На политику он тратился щедро. Это и было главным его удовольствием, порой куда более дорогим, чем картины Пикассо или белоснежные яхты. А что можно по-настоящему нужного или интересного купить за деньги, если все необходимое, и даже сверх того, у тебя уже есть? Новые стулья, старые стулья, новые дома, старые дома — так он всегда говорил, когда речь шла о тратах, зная для себя только один ответ на вопрос о деньгах: самое ценное, что можно купить за деньги — это место в истории. Без пошлости и цинизма: изменить не течение времени, а наполнение его. Короче, стать пускай даже и теневым королем, но на своей, а не чужой доске и сыграть головокружительную партию.
Когда исполнилось ему пятьдесят пять лет, а день рождения у него в декабре, под Рождество, и всегда тоскливо и грустно тянется этот день, — он отчетливо ощутил, что настало время поехать ему в это аббатство, где умер много лет назад его отец, и поискать ту женщину, монахиню, которая, по свидетельству врачей и раздраженным откликам матери, сыграла какую-то нелицеприятную роль на закате его дней. Поискать и поговорить из искреннего интереса и уважения к отцу, которое Конон-младший почувствовал с годами. Спросить: какой он был, великий Конон, что говорил, чего хотел? Разве есть более важная причина путешествия, чем узнать что-то по-настоящему новое и важное? Его, Конона-младшего, вдруг потянуло в те края, и особо не дожидаясь случая, какой-то указки сверху, он написал письмо в госпиталь: я такой-то и такой-то, знаю, что была медсестра из монашенок, хотел бы приехать в место, где скончался отец, найти женщину, поговорить с ней, жива ли она?
Ответ пришел быстро, несмотря на новогоднюю пору, праздники, выходные дни, несмотря даже на известную немецкую волокиту: приезжайте когда угодно, будем рады, и врач, и медсестра по-прежнему у нас. Сестра Саломея, ей восемьдесят два года, но она будет рада поговорить с вами, если Господь еще отпустит ей времени.
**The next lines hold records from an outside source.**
PR #942, opened 2026-08-03
feat: lease sharing

bennyz:
```
$ jmp shell -n lease-test-exporter --client lease-test-client
[08/16/26 10:49:19] INFO     [jumpstarter.client.lease] Acquiring lease 01a0098b-e942-719f-9cc2-f7398584dabf for
                             selector None for duration 0:30:00
                    INFO     [jumpstarter_cli.shell] Waiting for beforeLease hook to complete...
                    INFO     [jumpstarter.client.status_monitor] Status changed: None -> LEASE_READY (version=2)

jmp share add 01a0098b-e942-719f-9cc2-f7398584dabf lease-test-client2 --client lease-test-client
NAME                                  SELECTOR  EXPIRES AT   REMAINING  CLIENT       EXPORTER     TAGS  SHARED WITH
01a0098b-e942-719f-9cc2-f7398584dabf  <none>    2026-08-16   29m        lease-test…  lease-test…        lease-test…
                                                11:19:19
Shared lease 01a0098b-e942-719f-9cc2-f7398584dabf with: lease-test-client2

$$ j serial start-console

Starting serial port console ... exit with CTRL+B x 3 times

fsdsdsdA hello fhhello dsfsd⏎
```

```
$ jmp shell --lease 01a009c7-8e0e-710f-adfa-cba97d477b73  --client lease-test-client2
[08/16/26 11:55:07] INFO     [jumpstarter_cli.shell] Waiting for beforeLease hook to complete...
                    INFO     [jumpstarter.client.status_monitor] Status changed: None -> LEASE_READY (version=2)
Welcome to fish, the friendly interactive shell
Type help for instructions on how to use fish
$$ j serial start-console

Starting serial port console ... exit with CTRL+B x 3 times

Error: Console in use. Use --observe or release-console.

$$ j serial start-console --observe

Starting serial console in observe mode (read-only) ... exit with CTRL+B x 3 times

fsdsdsdA hello fhhello dsfsd⏎
```


mangelajo:
We will need to fix the serial multi-reader :D and may be other streams too (like the Ble ..) . :)

controller/internal/service/client/v1/client_service.go
```diff
@@ -322,6 +323,18 @@ func (s *ClientService) CreateLease(ctx context.Context, req *cpb.CreateLeaseReq
...
+		for _, name := range jlease.Spec.SharedWith {
+			if name == jclient.Name {
+				return nil, status.Errorf(codes.InvalidArgument, "cannot share lease with the owner")
+			}
+			var sharedClient jumpstarterdevv1alpha1.Client
+			if err := s.Get(ctx, types.NamespacedName{Namespace: namespace, Name: name}, &sharedClient); err != nil {
+				return nil, status.Errorf(codes.InvalidArgument, "shared client %q not found", name)
+			}
+		}
+	}
```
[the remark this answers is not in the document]
mangelajo: @bennyz  this ^

controller/internal/service/controller_service.go
```diff
@@ -1143,7 +1143,7 @@ func (s *ControllerService) ReleaseLease(
 		return nil, err
 	}
 
-	if lease.Spec.ClientRef.Name != jclient.Name {
+	if !lease.IsAccessibleBy(jclient.Name) {
```
mangelajo: I probably disagree with the agent here, perhaps at some point we can make this configurable?

**Bug: Shared clients can terminate leases they don't own**

`ReleaseLease` sets `Spec.Release = true`, which is a destructive, irreversible operation that ends the lease for **everyone** — the owner and all shared clients. Using `IsAccessibleBy` here means any shared client can unilaterally terminate the lease.

This contradicts the authorization pattern used elsewhere:
- `DeleteLease` (`client_service.go:558`) correctly uses `IsOwnedBy`
- `UpdateLease` gates sharing, time changes, and transfers behind `IsOwnedBy`

Since `ReleaseLease` and `DeleteLease` have the same effect (set `Spec.Release = true`), they should have the same authorization.

```go
if !lease.IsOwnedBy(jclient.Name) {
    return nil, fmt.Errorf("ReleaseLease permission denied: only lease owner can release")
}
```

---

controller/internal/controller/lease_controller.go
```diff
@@ -541,6 +545,52 @@ func (r *LeaseReconciler) attachMatchingPolicies(ctx context.Context, lease *jum
...
+	}
+
+	logger := log.FromContext(ctx)
+	var allowed []string
+	for _, clientName := range lease.Spec.SharedWith {
+		var jclient jumpstarterdevv1alpha1.Client
+		if err := r.Get(ctx, types.NamespacedName{
+			Namespace: lease.Namespace,
+			Name:      clientName,
+		}, &jclient); err != nil {
```
mangelajo, line 595: **Bug: Transient API errors permanently remove shared clients**

This `Get()` treats **all** errors as "not found" — including transient failures (network timeouts, API server 500s, rate limiting). When a transient error occurs, the client is silently dropped from the `SharedWith` list and the filtered result is persisted via the later `r.Update()` call.

Compare with `reconcileStatusExporterRef` (line 255-268), which correctly distinguishes `k8serrors.IsNotFound` from other errors and returns the error to trigger a requeue.

```go
if err := r.Get(ctx, types.NamespacedName{
    Namespace: lease.Namespace,
    Name:      clientName,
}, &jclient); err != nil {
    if k8serrors.IsNotFound(err) {
        logger.Info("removing shared client: not found", "client", clientName)
        continue
    }
    return fmt.Errorf("reconcileSharedWithPolicies: failed to get client %s: %w", clientName, err)
}
```

---

bennyz:
going to do another pass on this, a lot has changed since the last rebase :)

controller/api/v1alpha1/lease_helpers.go
```diff
@@ -396,6 +398,45 @@ func (l *Lease) SetStatusCondition(
...
+
+func ClientAllowedByPolicy(
+	policies []ExporterAccessPolicy,
+	exporter *Exporter,
+	jclient *Client,
+) bool {
+	for _, policy := range policies {
+		exporterSelector, err := metav1.LabelSelectorAsSelector(&policy.Spec.ExporterSelector)
+		if err != nil {
+			continue
```
mangelajo: **Inconsistency: Malformed policy selectors silently skipped**

When `LabelSelectorAsSelector` returns an error for a malformed policy, the function silently skips it — denying access with no log or indication that the policy was misconfigured.

This is inconsistent with `attachMatchingPolicies` (`lease_controller.go:502-505`), which treats the same error as fatal:
```go
exporterSelector, err := metav1.LabelSelectorAsSelector(&policy.Spec.ExporterSelector)
if err != nil {
    return nil, nil, fmt.Errorf("... failed to convert exporter selector: %w", err)
}
```

A misconfigured policy could silently cause shared clients to be denied and then removed by `reconcileSharedWithPolicies`, making the behavior hard to diagnose. Consider at minimum logging a warning, or changing the signature to return `(bool, error)`.

---

controller/internal/service/client/v1/client_service.go
```diff
@@ -361,66 +377,52 @@ func (s *ClientService) UpdateLease(ctx context.Context, req *cpb.UpdateLeaseReq
...
+	hasShareChanges := len(req.AddSharedWith) > 0 || len(req.RemoveSharedWith) > 0
+	hasTransfer := req.Lease.Client != nil && *req.Lease.Client != ""
+
+	if hasTransfer && hasShareChanges {
+		return nil, fmt.Errorf("UpdateLease: cannot transfer and modify sharing in the same request")
+	}
+
+	if hasShareChanges {
+		if !jlease.IsOwnedBy(jclient.Name) {
+			return nil, fmt.Errorf("UpdateLease permission denied: only lease owner can modify sharing")
```
mangelajo: **Nit: Error responses use `fmt.Errorf` instead of gRPC status codes**

Throughout the sharing/transfer logic (lines 384, 389, 392, 400, 403, 417, etc.), errors are returned as `fmt.Errorf(...)`, which produces gRPC `codes.Unknown`. In contrast, `CreateLease` correctly uses `status.Errorf(codes.X, ...)`.

For better client-side error handling, consider using proper gRPC codes:
- Permission denials → `codes.PermissionDenied`
- "lease has already ended" → `codes.FailedPrecondition`
- "client not found" → `codes.NotFound`
- "cannot transfer and modify sharing" → `codes.InvalidArgument`

---

python/packages/jumpstarter/jumpstarter/streams/fanout.py
```diff
@@ -0,0 +1,525 @@
...
+                self._pending_drop_marker = True
+        self._buf.append(data)
+        self._current_bytes += len(data)
+        self._event.set()
+
+    async def pull(self) -> bytes:
+        """Async pull. Blocks until data available."""
+        while not self._buf and not self._closed:
+            self._event = anyio.Event()
+            await self._event.wait()
```
mangelajo, line 98: **Concurrency: `pull()` event replacement can miss wakeups from concurrent `push()`**

Between creating the new `Event` on line 90 and awaiting it on line 91, a concurrent `push()` call can set the **old** event (via `self._event.set()` at line 85). The new event will never be set, causing the puller to hang indefinitely.

Sequence:
1. `pull()` checks `while not self._buf` → true, enters loop
2. `push()` runs: appends data to `_buf`, calls `self._event.set()` on old event
3. `pull()` replaces `self._event = anyio.Event()` → new event
4. `pull()` awaits new event → hangs forever (data is in `_buf` but no one sets the new event)

Fix by re-checking the condition after publishing the new event:

```python
async def pull(self) -> bytes:
    while not self._buf and not self._closed:
        event = anyio.Event()
        self._event = event
        # Re-check after publishing the new event
        if self._buf or self._closed:
            break
        await event.wait()
```

---

python/packages/jumpstarter/jumpstarter/streams/fanout.py
```diff
@@ -0,0 +1,525 @@
...
+                    break
+                raise
+
+        self._source = None
+        self._reader_running = False
+
+    def _broadcast_data(self, data: bytes) -> None:
+        """Push data to all clients, removing any that error."""
+        disconnected = []
+        for client_id, buf in self._clients.items():
```
mangelajo: **Concurrency: `_broadcast_data` mutates `_clients` dict without holding `_lock`**

`_broadcast_data` is called from `_reader_loop` (line 274) without holding `self._lock`. It iterates `self._clients` (line 306) and may remove entries (lines 311-312). Meanwhile, `attach_exclusive`/`attach_observer` concurrently add to `self._clients` under `self._lock` (lines 362, 387), and `_detach` removes from it under the lock (line 399).

This creates a dict-mutation-during-iteration race. While CPython's GIL provides some protection for single-threaded asyncio, the logical race is real — a client added during broadcast could be missed or cause unexpected iteration behavior.

Consider taking a snapshot before iterating:

```python
def _broadcast_data(self, data: bytes) -> None:
    disconnected = []
    for client_id, buf in list(self._clients.items()):  # snapshot
        try:
            buf.push(data)
        except Exception:
            disconnected.append(client_id)
    for client_id in disconnected:
        self._clients.pop(client_id, None)
        if client_id == self._write_token_holder:
            self._write_token_holder = None
            self._write_token_holder_identity = None
```

---

python/packages/jumpstarter-driver-pyserial/jumpstarter_driver_pyserial/driver.py
```diff
@@ -195,3 +159,30 @@ async def connect(self):
...
         self.logger.info("Disconnected from %s", self.url)
+
+    @export
+    def close(self):
+        transport = self._transport
+        if transport is None:
+            self.logger.debug("close() called but no active connection (no-op)")
+            return
+        self.logger.debug("close() closing transport for %s", self.url)
+        transport.close()
```
mangelajo: **Resource leak: `close()` never calls `super().close()` — fan-out resources not cleaned up**

`PySerial` extends `FanOutStreamMixin`, which provides a `close()` method that shuts down the fan-out reader task, closes all client buffers, and releases the write token. But this override only closes the serial transport without calling `super().close()`.

This means the fan-out's background reader task, scrollback buffer, and client buffers are never cleaned up when the driver is closed.

```python
@export
def close(self):
    transport = self._transport
    if transport is None:
        self.logger.debug("close() called but no active connection (no-op)")
        return
    self.logger.debug("close() closing transport for %s", self.url)
    transport.close()
    super().close()  # <-- add this to clean up fan-out resources
```

---

python/packages/jumpstarter/jumpstarter/streams/fanout.py
```diff
@@ -0,0 +1,525 @@
...
+                    if not first_connect:
+                        self._broadcast_system(b"[reconnected]\r\n")
+                    first_connect = False
+                    self._reader_running = True
+                    self._source_ready.set()
+
+                    async for data in source:
+                        if self._shutdown:
+                            break
+                        self._scrollback_append(data)
```
mangelajo, line 280: **Concurrency: `_scrollback_append` called without lock, races with `_scrollback_snapshot`**

`_scrollback_append` (called at line 273) modifies `self._scrollback` and `self._scrollback_bytes` from `_reader_loop`, which does **not** hold `self._lock`. Meanwhile, `_scrollback_snapshot` is called under the lock from `attach_exclusive` (line 361) and `attach_observer` (line 386).

This means an observer attaching concurrently with data arriving could get a partially-consistent scrollback — for example, a chunk could be appended via `_scrollback_append` while `_scrollback_snapshot` is iterating the deque.

Consider either holding the lock during `_scrollback_append` or using a separate lock for scrollback access.

---

python/packages/jumpstarter/jumpstarter/streams/fanout.py
```diff
@@ -0,0 +1,525 @@
...
+    @property
+    def extra_attributes(self) -> dict:
+        return {}
+
+    def extra(self, attribute: Any, default: Any = None) -> Any:
+        from anyio import TypedAttributeLookupError
+        attrs = self.extra_attributes
+        if attribute in attrs:
+            return attrs[attribute]()
+        if default is not None:
```
mangelajo: **Minor: `extra(default=None)` raises instead of returning `None`**

If a caller explicitly passes `default=None`, they probably expect `None` back. But the code will raise `TypedAttributeLookupError` because `None` is not truthy. The anyio `extra()` contract uses a sentinel to distinguish "no default provided" from an explicit `None`.

```python
_UNSET = object()

def extra(self, attribute: Any, default: Any = _UNSET) -> Any:
    from anyio import TypedAttributeLookupError
    attrs = self.extra_attributes
    if attribute in attrs:
        return attrs[attribute]()
    if default is not _UNSET:
        return default
    raise TypedAttributeLookupError()
```

---

python/packages/jumpstarter/jumpstarter/streams/fanout.py
```diff
@@ -0,0 +1,525 @@
...
+            if not self._shutdown:
+                logger.exception("Reader loop failed unexpectedly")
+
+    async def _ensure_started(self) -> None:
+        """Start the reader loop. Must hold _lock."""
+        if self._started or self._shutdown:
+            return
+        self._started = True
+        self._source_ready = anyio.Event()
+        self._reader_task = asyncio.get_running_loop().create_task(self._run_reader())
```
mangelajo, line 356: **Portability: Uses `asyncio.create_task` directly instead of anyio**

The rest of the file consistently uses anyio primitives (`anyio.Event`, `anyio.Lock`, `anyio.sleep`), but the reader task is launched via `asyncio.get_running_loop().create_task()`. This hard-couples the implementation to asyncio and would break with trio (which anyio supports).

Consider using an `anyio.create_task_group()` to manage the reader task lifecycle, or document that only asyncio is supported.

---

controller/internal/controller/lease_controller.go
```diff
@@ -541,6 +545,52 @@ func (r *LeaseReconciler) attachMatchingPolicies(ctx context.Context, lease *jum
...
+			logger.Info("removing shared client: not found", "client", clientName)
+			continue
+		}
+		if jumpstarterdevv1alpha1.ClientAllowedByPolicy(policies.Items, &exporter, &jclient) {
+			allowed = append(allowed, clientName)
+		} else {
+			logger.Info("removing shared client: denied by policy", "client", clientName)
+		}
+	}
+	lease.Spec.SharedWith = allowed
```
mangelajo: **Design: Reconciler mutates `Spec.SharedWith` — anti-pattern in Kubernetes controllers**

This directly mutates the user's desired state (`Spec`) during reconciliation. In the Kubernetes controller model, `Spec` is the user's declared intent and `Status` reflects the actual state. Controllers typically should not modify `Spec`.

The mutation is persisted because it piggybacks on the later `r.Update(ctx, &lease)` call at line 147 — but this coupling is implicit and fragile. If someone adds an early return between here and line 147, the mutation is silently lost.

Consider either:
1. Tracking denied/removed shared clients in `Status` (e.g., a condition message or `Status.DeniedSharedWith`) instead of mutating `Spec`
2. If mutating `Spec` is intentional (enforcement), making it explicit by persisting within this function and adding a comment explaining the design choice

---

mangelajo: should we add a Status.SharedWith?

mangelajo (commented):
Sharing some comments my local agent generated yesterday which I didn't have time to review until today, I don't agree on one I have noted.

controller/internal/controller/lease_controller.go
bennyz: added

controller/internal/service/controller_service.go
```diff
@@ -832,7 +832,7 @@ func (s *ControllerService) Dial(ctx context.Context, req *pb.DialRequest) (*pb.
 		return nil, err
 	}
 
-	if lease.Spec.ClientRef.Name != client.Name {
+	if !lease.IsAccessibleBy(client.Name) {
```
mangelajo, line 835: **Stale log message and missing gRPC status code after `IsAccessibleBy` change**

The log says `"lease not held by client"` but the check was updated to `IsAccessibleBy` which includes shared clients. Should say something like `"lease not accessible by client"`.

Also, this returns `fmt.Errorf("permission denied")` which maps to gRPC `codes.Unknown`. The Python CLI exception mapper handles specific gRPC codes to show user-friendly messages. Consider `status.Errorf(codes.PermissionDenied, "permission denied")`.

---

controller/internal/service/controller_service.go
```diff
@@ -1143,8 +1143,10 @@ func (s *ControllerService) ReleaseLease(
 		return nil, err
 	}
 
-	if lease.Spec.ClientRef.Name != jclient.Name {
-		return nil, fmt.Errorf("ReleaseLease permission denied")
+	// Release is destructive and ends the lease for everyone, so it is restricted
+	// to the owner. Shared clients keep read/list/dial access via IsAccessibleBy.
+	if !lease.IsOwnedBy(jclient.Name) {
+		return nil, fmt.Errorf("ReleaseLease permission denied: only lease owner can release")
```
mangelajo: **`ReleaseLease` returns `fmt.Errorf` — maps to gRPC `codes.Unknown`**

Same issue as in `DeleteLease` (client_service.go:590) — a bare `fmt.Errorf` produces `codes.Unknown` on the wire. The Python CLI's exception mapper looks for `codes.PERMISSION_DENIED` to display user-friendly messages.

Suggested:
```go
return nil, status.Errorf(codes.PermissionDenied, "ReleaseLease permission denied: only lease owner can release")
```

The same pattern applies to `DeleteLease` at `client_service.go:590`.

---

controller/internal/service/client/v1/client_service.go
```diff
@@ -450,8 +586,8 @@ func (s *ClientService) DeleteLease(ctx context.Context, req *cpb.DeleteLeaseReq
 		return nil, err
 	}
 
-	if jlease.Spec.ClientRef.Name != jclient.Name {
-		return nil, fmt.Errorf("DeleteLease permission denied")
+	if !jlease.IsOwnedBy(jclient.Name) {
+		return nil, fmt.Errorf("DeleteLease permission denied: only lease owner can release")
```
mangelajo: **`DeleteLease` returns `fmt.Errorf` for permission denial — should use `status.Errorf`**

gRPC maps a bare `fmt.Errorf` to `codes.Unknown`. The Python CLI exception mapper handles specific gRPC codes (`PERMISSION_DENIED`, `FAILED_PRECONDITION`, etc.) to show user-friendly messages. With `codes.Unknown` the user sees a raw error dump.

Suggested:
```go
return nil, status.Errorf(codes.PermissionDenied, "DeleteLease permission denied: only lease owner can release")
```

---

controller/internal/controller/lease_controller.go
```diff
@@ -112,6 +112,12 @@ func (r *LeaseReconciler) Reconcile(ctx context.Context, req ctrl.Request) (ctrl
 		return result, err
 	}
 
+	// Recompute the effective shared-with set before persisting status so the
+	// derived Status.SharedWith is saved by the single Status().Update below.
+	if err := r.reconcileSharedWithPolicies(ctx, &lease); err != nil {
+		return result, err
```
mangelajo: **Missing controller-level integration tests for the sharing reconciliation**

The sharing policy reconciliation (`reconcileSharedWithPolicies`) and the `IsAccessibleBy`/`IsOwnedBy` authorization gates touch critical paths (Dial, Release, Delete, Update, GetLease, ListLeases). The unit tests in `lease_helpers_test.go` and `client_service_test.go` cover the helpers well, but there are no controller-level integration tests exercising the full reconcile loop with shared clients.

Consider adding tests in `lease_controller_test.go` that:
1. Create a lease with `Spec.SharedWith`, reconcile, verify `Status.SharedWith` is populated
2. Add a restrictive policy, reconcile, verify a shared client is excluded from `Status.SharedWith`
3. Delete the shared client object, reconcile, verify it is excluded

---

python/packages/jumpstarter/jumpstarter/streams/fanout.py
```diff
@@ -0,0 +1,559 @@
...
+                self._dropped_bytes += len(dropped)
+                self._pending_drop_marker = True
+        self._buf.append(data)
+        self._current_bytes += len(data)
+        self._event.set()
+
+    async def pull(self) -> bytes:
+        """Async pull. Blocks until data available."""
+        while not self._buf and not self._closed:
+            self._event = anyio.Event()
```
mangelajo, line 97: **Concurrency: `pull()` event replacement can miss wakeups**

(Reinforcing mangelajo's earlier comment — this is still present.)

Between creating the new `Event` on line 97 and awaiting it on line 98, a concurrent `push()` can `.set()` the **old** event. The new event is never set, so `pull()` hangs until the next `push()` call.

In practice this is safe under CPython's GIL for asyncio (since both sides are in the same event loop and only yield at `await`), but it's fragile and will break if anyio ever runs on trio. A safer pattern:
```python
async def pull(self) -> bytes:
    while not self._buf and not self._closed:
        await self._event.wait()
        if not self._buf and not self._closed:
            self._event = anyio.Event()
    ...
```

Or use `anyio.Condition` which is designed for this producer-consumer pattern.

---

python/packages/jumpstarter/jumpstarter/streams/fanout.py
```diff
@@ -0,0 +1,559 @@
...
+                        self._broadcast_system(b"[reconnected]\r\n")
+                    first_connect = False
+                    self._reader_running = True
+                    self._source_ready.set()
+
+                    async for data in source:
+                        if self._shutdown:
+                            break
+                        self._scrollback_append(data)
+                        self._broadcast_data(data)
```
mangelajo, line 281: **Concurrency: `_broadcast_data` and `_scrollback_append` called without lock**

(Reinforcing mangelajo's earlier comments — still present.)

`_broadcast_data` iterates and mutates `self._clients` (pruning closed buffers at line 316) while `attach_exclusive`/`attach_observer` concurrently add to `_clients` under `self._lock`, and `_detach` removes under the lock.

`_scrollback_append` modifies `self._scrollback` while `_scrollback_snapshot` (called under lock from `attach_*`) reads it.

While CPython's GIL prevents memory corruption, the semantic race can cause a newly-attached client to miss its first few bytes (registered after snapshot but before broadcast). Consider at minimum a comment documenting the guarantees, or using a `threading.Lock` for the fast path.

---

python/packages/jumpstarter-driver-pyserial/jumpstarter_driver_pyserial/driver.py
```diff
@@ -195,3 +159,33 @@ async def connect(self):
...
+            self.logger.debug("close() closing transport for %s", self.url)
+            transport.close()
+        # Always chain up so FanOutStreamMixin.close() shuts down the reader
+        # task and client buffers, then the base Driver.close() runs.
+        super().close()
+
+    @export
+    def set_dtr(self, value: bool):
+        """Set the DTR control signal."""
+        s = serial_for_url(self.url, baudrate=self.baudrate)
```
mangelajo: **`set_dtr`/`set_rts` open a second serial connection, potentially conflicting with the fan-out reader**

With the new `FanOutStreamMixin`, the serial port is managed by the fan-out reader loop via `_open_source`. These methods open a **separate** `serial_for_url` connection to the same port URL. Depending on the OS and port type:
- On Linux, opening the same serial device twice can fail with `EBUSY`
- On macOS, concurrent opens may cause DTR/RTS state conflicts
- `loop://` test URLs will open a different virtual port

Consider using `self._transport.serial` when the fan-out has an active connection:
```python
@export
def set_dtr(self, value: bool):
    if self._transport is not None:
        self._transport.serial.dtr = value
    else:
        s = serial_for_url(self.url, baudrate=self.baudrate)
        try:
            s.dtr = value
        finally:
            s.close()
```

---

python/packages/jumpstarter/jumpstarter/streams/fanout.py
```diff
@@ -0,0 +1,559 @@
...
+    @export
+    async def console_status(self) -> dict:
+        """Return current console session status."""
+        return self._get_fanout().status()
+
+    def close(self):
+        if self._fanout is not None:
+            self._fanout.shutdown_sync()
+        if hasattr(super(), "close"):
+            super().close()
```
mangelajo, line 559: **Missing documentation for the new `jmp share` command and lease sharing feature**

This PR adds significant user-facing functionality (`jmp share add/remove/list`, `--observe` flag on serial console, `--lease` for shared lease access in `jmp shell`, `-A` flag on `jmp get leases`), but no documentation updates under `docs/`.

At minimum, the lease sharing workflow shown in the PR description should be documented — it's a great walkthrough. Consider adding:
- A guide or section in the getting-started docs explaining lease sharing
- CLI reference updates for `jmp share`, `jmp shell --lease`, serial `--observe`
- A note in the pyserial driver README about observe mode and `release-console`

---

controller/internal/service/client/v1/client_service.go
```diff
@@ -322,6 +324,30 @@ func (s *ClientService) CreateLease(ctx context.Context, req *cpb.CreateLeaseReq
...
+		var deduped []string
+		for _, name := range jlease.Spec.SharedWith {
+			if name == jclient.Name {
+				return nil, status.Errorf(codes.InvalidArgument, "cannot share lease with the owner")
+			}
+			if slices.Contains(deduped, name) {
+				continue
+			}
+			var sharedClient jumpstarterdevv1alpha1.Client
+			if err := s.Get(ctx, types.NamespacedName{Namespace: namespace, Name: name}, &sharedClient); err != nil {
```
mangelajo: **`CreateLease` skips access policy validation for shared clients**

`applySharedWithChanges` (used in `UpdateLease`) validates each added shared client against the exporter's access policy when the exporter is assigned. `CreateLease` doesn't — it only checks existence and owner-exclusion.

At create time the exporter hasn't been assigned yet, so this is technically correct. However, the `reconcileSharedWithPolicies` reconciler will silently remove policy-violating entries from `Status.SharedWith` on the next reconcile. The user sees a successful `CreateLease` with shared clients, but those clients may never actually get access.

Consider at least documenting this behavior — or adding a note in the `share list` output when a client is in `shared_with` but not `effective_shared_with` (which you already do, nicely).

---

python/packages/jumpstarter-cli/jumpstarter_cli/shell.py
```diff
@@ -273,6 +278,52 @@ async def _monitor_token_expiry(config, lease, cancel_scope, token_state=None) -
...
+
+    Only shared (non-owner) clients are monitored — an owner losing the lease is
+    handled by the natural lease_ended / delete path.
+    """
+    client_name = lease.client_name
+    if not client_name:
+        return
+    while not cancel_scope.cancel_called:
+        try:
+            fresh = await lease.get()
```
mangelajo, line 305: **Consider documenting the shared-access revocation exposure window**

The 15-second poll interval at `_SHARED_ACCESS_POLL_SECONDS` means there's up to a 15-second window where a revoked shared client can still use an active stream. The docstring above nicely explains the soft-guarantee semantics, but the user-facing `jmp share remove` docstring (in share.py) could mention this so admins know removal is not instantaneous.

Also: if the lease is deleted entirely, `lease.get()` would raise a not-found error, which the `except Exception` catches and retries. The lease deletion would eventually be caught by the lease-ended monitor elsewhere, but there could be a compounding delay (poll interval + lease-ended detection).

---

mangelajo: We should document the behavior yes.

mangelajo:
The most important is probably the error codes for gRPC

controller/internal/service/controller_service.go
bennyz: ack

mangelajo (approved):

PR #947, opened 2026-08-03
refactor: extract serve() into composable methods

bennyz:
- serve() → serve / _run_control_plane / _apply_status
 - Transition handlers: _on_lease_acquired, _on_lease_update,
   _on_lease_released, _check_stop_requested
 - Removes the C901 suppression
 - Status transitions are now unit-testable without task-group scaffolding"

Next: #948

### DIFF
--- a/python/packages/jumpstarter/jumpstarter/exporter/exporter.py
+++ b/python/packages/jumpstarter/jumpstarter/exporter/exporter.py
@@ -17,6 +17,7 @@ from anyio import (
     sleep,
 )
 from anyio.abc import TaskGroup
+from anyio.streams.memory import MemoryObjectReceiveStream, MemoryObjectSendStream
 from google.protobuf import empty_pb2
 from jumpstarter_protocol import (
     jumpstarter_pb2,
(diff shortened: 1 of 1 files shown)


python/packages/jumpstarter/jumpstarter/exporter/exporter.py
```diff
@@ -998,111 +998,124 @@ async def process_connections():
...
-        # Buffer status updates to avoid blocking during short processing gaps
         status_tx, status_rx = create_memory_object_stream[jumpstarter_pb2.StatusResponse](max_buffer_size=5)
+        try:
+            await self._run_control_plane(status_tx, status_rx)
+        finally:
+            self._tg = None
+            self._status_drain_active = False
+            clear_log_context()
 
+    async def _run_control_plane(self, status_tx, status_rx):
```
mangelajo: nit: `status_tx` and `status_rx` are missing type annotations, unlike the other new methods which all have proper signatures. Consider:

```python
async def _run_control_plane(
    self,
    status_tx: MemoryObjectSendStream[jumpstarter_pb2.StatusResponse],
    status_rx: MemoryObjectReceiveStream[jumpstarter_pb2.StatusResponse],
) -> None:
```

python/packages/jumpstarter/jumpstarter/exporter/exporter.py
```diff
@@ -998,111 +998,124 @@ async def process_connections():
...
+                await lease_ctx.after_lease_hook_done.wait()
+            logger.info("afterLease hook completed")
+
+        session_was_created = (
+            self._lease_context is not None and self._lease_context.session is not None
+        )
+        self._lease_context = None
         clear_log_context()
+        if session_was_created:
+            await sleep(0.2)
```
mangelajo, line 1113: The old code had useful context here explaining why this non-obvious delay exists:

```python
# Brief delay to ensure session is fully closed before next lease
# This prevents SSL corruption from overlapping connections
await sleep(0.2)
```

Worth preserving -- without the comment this looks like an arbitrary magic sleep that someone might remove in a future cleanup.

mangelajo (commented):
a couple of nits, I think the sleep(0.2) comment is actually the important one if the types are passing the type checker.

python/packages/jumpstarter/jumpstarter/exporter/exporter.py
bennyz: ack

python/packages/jumpstarter/jumpstarter/exporter/exporter.py
bennyz: ack

mangelajo (approved):
thank you benny!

Получив ответ, он собрался в путь: а что сидеть в мертвой новогодней Женеве? И не лететь же ему в теплые страны в погоне за солнышком и морем, как обычно поступают в молодости, когда тело просит у природы сил. Нет, нет, он поедет в госпиталь.
Роскошь аббатства ослепила его, человека, могущего позволить себе почти все. Своды, расписанные прекрасными мастерами, полы в мраморных мозаиках, скульптуры, старинная мебель, непревзойденная коллекция манускриптов, но самое главное — все это подлинное, не новодел, и никакому человеку этого не купить. Не дотянуться банкнотой.
В храме он встал коленями на скамейку для молитвы, прочел «Отче наш», стараясь не сводить глаз с распятия, висевшего высоко над алтарем, он глядел на одновременно страдающее и рассеянное лицо Христово, и, обращаясь к нему со словами молитвы, где-то между строк еще спрашивал его о своем: о призвании и о продолжении пути. Собственно, вопроса этого у него никогда не возникало: в голове кипели страсти, он отчаянно спорил с многими мыслящими людьми, философами, учеными в личных беседах. Сколько премий он учредил, сколько стипендий, сколько нобелевских лауреатов чокались с ним в его женевском доме и на тосканской вилле! Среди них он слыл настоящим умником и широкой души богачом, с русским размахом дарящим золотое сияние всем, у кого находил искру Божию. Он много влиял на разные миры, много давал возможностей, так какое же еще призвание можно испрашивать у Господа, если и так уже полна чаша?
Но Господь отвечал ему на его вопросы, кивал головой в терновом венце, и он вышел после молитвы взволнованный и хрупкий, только потом сообразив, что забыл попросить его о мужской силе, надо же, забыл. Забыл!
Саломея с сестрами жила неподалеку в деревушке в трех километрах от монастыря, и, несмотря на январский холод и тревожность низкого серого неба Конон-младший отправился туда пешком. Когда он вошел в комнату, где в большом и сильно продавленном кресле сидела крошечная, совсем сухая и почти слепая старуха, он сразу увидел на стене множество фотографий, среди которых была и фотография его отца.